Воздух в Зале Слов был густым от запаха старого пергамента, дорогих чернил и скрытого напряжения. Здесь собиралась будущая элита Империи – инквизиторы, управляющие шахтами, архитекторы реальности. И он был одним из них.
И вот, между скучными речами и вручением наград, на сцену вывели его.
Бродячий декламатор. Живой экспонат. Человек в зелёном костюме, расшитом призрачными буквами мёртвого языка. Эхо. Его пригласили как изысканную шутку, как доказательство абсолютной победы Империи – посмотрите, мы не просто уничтожаем культуры, мы превращаем их в украшение для наших праздников.
Алексей смотрел на него с лёгким презрением, которое ему привили. Живой мертвец. Торговец наследием. Какое жалкое существование.
Декламатор начал. Звуки лились безупречно, выхолощенно, красиво. Идеальная фонетическая оболочка без смысла. Алексей мысленно разбирал произношение, находя крошечные погрешности – следы неимперского происхождения. Он был виртуозом, и это зрелище было для него упражнением в превосходстве.

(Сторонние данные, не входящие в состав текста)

PR #701, opened 2025-04-12
Update all relative paths to use latest link urls

mattgarrish:
This is prep for the final release of the guidelines. It changes all the relative path linking between documents to use the new latest link urls. These urls are not yet active, so they won't work until we finalize the publication date and publish. We can merge this as we get closer to publishing.

(We can't keep the current relative paths as the publishing process requires a flat directory structure and I'm not sure it'd be wise to assume the documents could reference each other using relative paths after publishing even if we tried to tweak them.)

### DIFF
--- a/a11y-meta-display-guide/2.0/draft/guidelines/index.html
+++ b/a11y-meta-display-guide/2.0/draft/guidelines/index.html
@@ -12,9 +12,9 @@
 			group: "publishingcg",
 			specStatus: "CG-DRAFT",
 			noRecTrack: true,
-			latestVersion: "https://www.w3.org/publishing/a11y/UX-Guide-metadata/principles/",
+			latestVersion: "https://www.w3.org/publishing/a11y/metadata-display-guide/guidelines/",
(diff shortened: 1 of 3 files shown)


GeorgeKerscher:
Should we have version 1 of the User Experience now point to the guidelines 2.0?

Should the Accessibility summary guidance  be marked as obsolete and point to the new guidelines?

mattgarrish:
> Should we have version 1 of the User Experience now point to the guidelines 2.0?

No, that can't be done until version 2.0 is published to the w3c servers. We don't want it pointing at the drafts in this repository.

> Should the Accessibility summary guidance be marked as obsolete and point to the new guidelines?

What's the old guidance and what's the new? I'm not sure I know about this change.

mattgarrish:
> No, that can't be done until version 2.0 is published to the w3c servers.

And for this, Ivan will fix the redirects when we tell him the new release is live, same as he'll make these new redirects work. We don't need to change anything in the documents.

clapierre (approved):

PR #706, opened 2025-04-23
Checks printPageNumbers in the EPUB technique

### LINKED ISSUE #703: Legacy `printPageNumbers` should be adressed in the EPUB techniques
As per [Schema.org Accessibility Properties for Discoverability Vocabulary 4.2.1.5 pageBreakMarkers](https://www.w3.org/community/reports/a11y-discov-vocab/CG-FINAL-vocabulary-20241209/#pageBreakMarkers):

> The value `printPageNumbers` is considered a synonym of `pageBreakMarkers`. Although its use is not formally deprecated, authors are strongly encouraged to use the more general `pageBreakMarkers`. 

The Display Techniques for EPUB Accessibility Metadata 2.0 have instructions to process only `pageBreakMarkers`, but should consider both.

gautierchomel:
This proposal should close #703

### DIFF
--- a/a11y-meta-display-guide/2.0/draft/techniques/epub-metadata/index.html
+++ b/a11y-meta-display-guide/2.0/draft/techniques/epub-metadata/index.html
@@ -1402,7 +1402,7 @@
 						
 						<dt><var>page_break_markers</var></dt>
 						<dd>
-							<p>If true, it indicates that <i>accessibilityFeature="pageBreakMarkers"</i> is present in the package document.</p>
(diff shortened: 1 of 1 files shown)


clapierre (approved):

gregoriopellegrino (approved):

mattgarrish:
Before merging the current change logs will need to be removed and a new one started for changes since 2.0, plus add this change.

mattgarrish:
Actually, we probably shouldn't work in the 2.0 directory anymore. We should figure out what the next version number will be, copy the drafts, and then re-open this against the new version.

gautierchomel:
To be done in 2.1

PR #708, opened 2025-04-23
Add shortnames to the display guide files

mattgarrish:
We forgot to add these to the respec metadata and when I exported the files to publish respec instead inserted the repository name into the final report URLs.

### DIFF
--- a/a11y-meta-display-guide/2.0/draft/techniques/epub-metadata/index.html
+++ b/a11y-meta-display-guide/2.0/draft/techniques/epub-metadata/index.html
@@ -8,6 +8,7 @@
 		<script class="remove">
 			// <![CDATA[
 			var respecConfig = {
+				shortName: "epub-techniques",
 				group: "publishingcg",
 				specStatus: "CG-DRAFT",
 				noRecTrack: true,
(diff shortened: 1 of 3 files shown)


clapierre (approved):

a11y-meta-display-guide/2.0/draft/techniques/epub-metadata/index.html
```diff
@@ -8,6 +8,7 @@
 		<script class="remove">
 			// <![CDATA[
 			var respecConfig = {
+				shortName: "epub-techniques",
```
gautierchomel, line 11: Shouldn't this short name be more explicit?
Like with a `a11y-display-` prefix?

a11y-meta-display-guide/2.0/draft/techniques/onix-metadata/index.html
```diff
@@ -8,6 +8,7 @@
 		<script class="remove">
 			// <![CDATA[
 			var respecConfig = {
+				shortName: "onix-techniques",
```
gautierchomel, line 11: Shouldn't this short name be more explicit?
Like with a `a11y-display-` prefix?

a11y-meta-display-guide/2.0/draft/techniques/epub-metadata/index.html
mattgarrish: This is only for the dated final version that's published on the w3c server. For example:
https://www.w3.org/community/reports/publishingcg/CG-FINAL-onix-techniques-20250422/

It doesn't need to be too specific as this isn't how people will commonly access the guide and techniques.

The current version links that we'll use for referencing are already clear enough:
https://www.w3.org/publishing/a11y/metadata-display-guide/techniques/onix/

PR #710, opened 2025-04-24
Updates for starting version 2.1

### LINKED ISSUE #703: Legacy `printPageNumbers` should be adressed in the EPUB techniques

mattgarrish:
As discussed on the last editor's call, this pull request:

- create a new folder for the 2.1 release and copies and updates all the files from 2.0.
- adds the missing short names to the documents;
- moves the implementations report page to the root guidelines folder so it is not version-specific and adds a redirect on the old page

Some files and folders will be missing after merging because there's no 2.1 equivalent yet (e.g., the published drafts and some of the localization outputs).

@gregoriopellegrino you'll want to check your scripts after we merge this and make sure they all still run.

@gautierchomel I also coped your updates in #706 for printPageNumbers and added a change log entry so this fixes #703


clapierre (approved):

mattgarrish:
I'm just going to go ahead and merge this because if anything's been missed we'll figure it out as we go. Too many new files to pick through.

Issue #721, opened 2025-05-14
Final version has obvious mistakes in conditions


VolodymyrLapan:
Hello,

Your [CG-FINAL-onix-techniques](https://www.w3.org/community/reports/publishingcg/CG-FINAL-onix-techniques-20250422/) document contains following errors:

1. In condition
    IF unknown_motion_simulation_hazard:
      THEN display "Motion simulation hazards not known"[ID: hazards-motion-unknown].
    
    Variable definition for `unknown_motion_simulation_hazard` does not exist.

2. In condition
    IF no_motion_simulation_hazard:
      THEN display "No motion simulation hazards"[ID: hazards-motion-none].

    Variable definition for `no_motion_simulation_hazard` does not exist.

3. In condition
    IF NOT (math_formula_as_mathml OR math_formula_as_latex OR (contains_math_formula AND short_textual_alternative_images) OR 
    chemical_formula_as_mathml OR charts_diagrams_as_non_graphical_data OR full_alternative_textual_descriptions OR closed_captions OR 
    open_captions OR transcript):
    THEN either omit this display field if metadata is missing or display "No information is available"[ID: rich-content-unknown].

Variable definition for `short_textual_alternative_images` and `contains_math_formula` does not exist.

And please, add some explanation how things like `normalize-space()` or `(@lang|ancestor::*/@lang)[last()` should work, most parsers does not support it. We need to know how to implement these functions.

Thanks

mattgarrish:
> 1\. Variable definition for `unknown_motion_simulation_hazard` does not exist.
> 2\. Variable definition for no_motion_simulation_hazard does not exist.

These look like simple typos. Maybe from copying from the epub techniques. The variables are unknown_motion_hazard  and no_motion_hazard everywhere else.

> 3\. Variable definition for `short_textual_alternative_images` and `contains_math_formula` does not exist.

This one I'm not sure about. @gregoriopellegrino should this part of the test be removed or are there variable definitions missing?

> normalize-space() or (@lang|ancestor::*/@lang)[last()

These are xpath expressions. normalize-space trims and compacts whitespace within the given value (the text content of the selected node).

The node selector gets the language declaration that is currently in scope for the element. That will either come from a lang attribute on the selected node, if there is one, or the nearest ancestor element that has a lang attribute. The selector gets all of them and the last() call returns the one nearest to the element.

PR #727, opened 2025-06-02
Fixing issues in #721

gregoriopellegrino:


mattgarrish (approved):
This looks fine.

Explaining the xpaths we'd need to discuss as it would take a lot of work to do. We did something similar with the publication manifest processing using details elements.

mattgarrish:
But it's also time-consuming to do and I don't know that we have the time right now to do it with everything else we want to work on.

PR #730, opened 2025-06-12
Rename guide title

mattgarrish:
Switches "EPUB Accessibility Metadata Guide" to "EPUB Accessibility &#8212; Schema.org Metadata Guide"

(An alternative would be "Package Document Metadata Guide" but that would only be needed if we were covering conformance metadata, which I don't think this guide was expected to get into?)


mattgarrish:
> Package Data Metadata Guide

Data and Metadata suggest the same thing. And now I wonder if we should use the "EPUB Accessibility" label in the CG. Maybe it would be safer to make it something like:

Guide to Expressing Accessibility Metadata in the EPUB Package Document

We could probably leave the short name and directory alone in this case, too. Does that work?

clapierre:
Yeah, I kind of like "Expressing Accessibility Metadata in the EPUB Package Document"

GeorgeKerscher:
I too like "Expressing Accessibility Metadata in the EPUB Package Document"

И вдруг… что-то пошло не так.
Не ошибка. Не сбой. Нечто иное.
Гортанный звук, который должен был быть чистым и отточенным, вдруг сорвался в низкий, хриплый, почти звериный выдох. Словно не человек его произнёс, а сама земля. А следующее слово… он произнёс его с диким, архаичным ударением, которого не должно было быть. Оно прозвучало некрасиво, режуще, живо.
Алексей вздрогнул, будто его ударили током. Он даже не понял почему. В его ушах, воспитанных на строгих канонах Имперского языка, этот звук резал слух. Но где-то глубже, на уровне крови, унаследованной от матери, что-то дрогнуло и отозвается смутной, болезненной тоской. Это было похоже на забытый запах из детства, на обрывок мелодии, которую пела мать, но которую он старательно вытеснил из памяти.
Он не видел всего зала, не видел больше ничего. Только этого человека на сцене, в котором вдруг что-то проснулось и на мгновение прорвалось сквозь годы дрессировки.
Он почувствовал на себе взгляд. Резкий, как удар лезвия. Это был Варо. Его наставник видел не только декламатора, но и его, Алексея, реакцию. Видел мимолётное замешательство на его лице.
Церемония продолжилась. Когда Алексей поднимался за своей наградой, рукопожатие Варо было твёрдым и холодным. Гордость вернулась, но теперь она была смешана с сомнением.
Позже, когда торжества стихли, он нашёл Варо в его кабинете. Воздух там всегда пах морозом и старыми книгами.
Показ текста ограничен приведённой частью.